── TASK INPUTS
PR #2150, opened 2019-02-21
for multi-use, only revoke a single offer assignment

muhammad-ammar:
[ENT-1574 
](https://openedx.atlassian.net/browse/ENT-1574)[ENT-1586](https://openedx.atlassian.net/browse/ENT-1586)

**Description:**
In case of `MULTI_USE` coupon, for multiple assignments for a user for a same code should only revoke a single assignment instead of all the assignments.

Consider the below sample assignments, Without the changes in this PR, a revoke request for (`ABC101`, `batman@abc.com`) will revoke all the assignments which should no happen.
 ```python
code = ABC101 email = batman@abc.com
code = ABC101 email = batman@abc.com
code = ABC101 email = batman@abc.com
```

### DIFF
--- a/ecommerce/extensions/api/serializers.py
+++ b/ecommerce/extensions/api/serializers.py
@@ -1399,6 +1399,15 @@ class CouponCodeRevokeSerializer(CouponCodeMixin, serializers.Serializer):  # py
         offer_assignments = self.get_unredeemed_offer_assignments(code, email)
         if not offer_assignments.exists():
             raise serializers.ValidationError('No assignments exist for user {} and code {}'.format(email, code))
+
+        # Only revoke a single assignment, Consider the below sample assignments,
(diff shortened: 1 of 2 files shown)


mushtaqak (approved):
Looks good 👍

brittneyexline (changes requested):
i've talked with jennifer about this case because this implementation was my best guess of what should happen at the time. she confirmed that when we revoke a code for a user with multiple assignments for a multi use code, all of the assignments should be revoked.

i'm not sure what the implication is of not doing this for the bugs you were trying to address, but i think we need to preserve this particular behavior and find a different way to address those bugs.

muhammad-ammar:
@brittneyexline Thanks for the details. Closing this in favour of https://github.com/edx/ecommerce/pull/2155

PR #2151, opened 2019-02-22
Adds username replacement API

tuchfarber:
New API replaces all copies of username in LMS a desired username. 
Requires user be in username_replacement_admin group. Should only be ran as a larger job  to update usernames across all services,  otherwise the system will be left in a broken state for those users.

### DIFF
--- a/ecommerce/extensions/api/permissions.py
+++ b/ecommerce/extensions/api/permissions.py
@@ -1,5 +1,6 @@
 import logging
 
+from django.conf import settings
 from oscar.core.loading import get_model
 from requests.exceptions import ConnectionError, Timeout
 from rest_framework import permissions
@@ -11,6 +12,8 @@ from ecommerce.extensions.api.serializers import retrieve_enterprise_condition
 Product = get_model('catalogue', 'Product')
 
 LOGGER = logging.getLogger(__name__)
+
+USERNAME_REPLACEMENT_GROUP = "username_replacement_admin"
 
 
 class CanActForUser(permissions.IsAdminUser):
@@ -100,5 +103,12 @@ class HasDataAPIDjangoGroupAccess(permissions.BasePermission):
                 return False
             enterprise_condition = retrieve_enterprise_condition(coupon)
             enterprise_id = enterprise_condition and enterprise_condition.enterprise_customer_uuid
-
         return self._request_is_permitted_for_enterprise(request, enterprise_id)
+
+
────
» **WORK REQUIRED**
The answer should be an exact copy of the lines from the first line of the data through the line with "New API replaces" and should contain nothing else.

» **OUTPUT**
PR #2150, opened 2019-02-21
for multi-use, only revoke a single offer assignment

muhammad-ammar:
[ENT-1574 
](https://openedx.atlassian.net/browse/ENT-1574)[ENT-1586](https://openedx.atlassian.net/browse/ENT-1586)

**Description:**
In case of `MULTI_USE` coupon, for multiple assignments for a user for a same code should only revoke a single assignment instead of all the assignments.

Consider the below sample assignments, Without the changes in this PR, a revoke request for (`ABC101`, `batman@abc.com`) will revoke all the assignments which should no happen.
 ```python
code = ABC101 email = batman@abc.com
code = ABC101 email = batman@abc.com
code = ABC101 email = batman@abc.com
```

### DIFF
--- a/ecommerce/extensions/api/serializers.py
+++ b/ecommerce/extensions/api/serializers.py
@@ -1399,6 +1399,15 @@ class CouponCodeRevokeSerializer(CouponCodeMixin, serializers.Serializer):  # py
         offer_assignments = self.get_unredeemed_offer_assignments(code, email)
         if not offer_assignments.exists():
             raise serializers.ValidationError('No assignments exist for user {} and code {}'.format(email, code))
+
+        # Only revoke a single assignment, Consider the below sample assignments,
(diff shortened: 1 of 2 files shown)


mushtaqak (approved):
Looks good 👍

brittneyexline (changes requested):
i've talked with jennifer about this case because this implementation was my best guess of what should happen at the time. she confirmed that when we revoke a code for a user with multiple assignments for a multi use code, all of the assignments should be revoked.

i'm not sure what the implication is of not doing this for the bugs you were trying to address, but i think we need to preserve this particular behavior and find a different way to address those bugs.

muhammad-ammar:
@brittneyexline Thanks for the details. Closing this in favour of https://github.com/edx/ecommerce/pull/2155

PR #2151, opened 2019-02-22
Adds username replacement API

tuchfarber:
New API replaces all copies of username in LMS a desired username. 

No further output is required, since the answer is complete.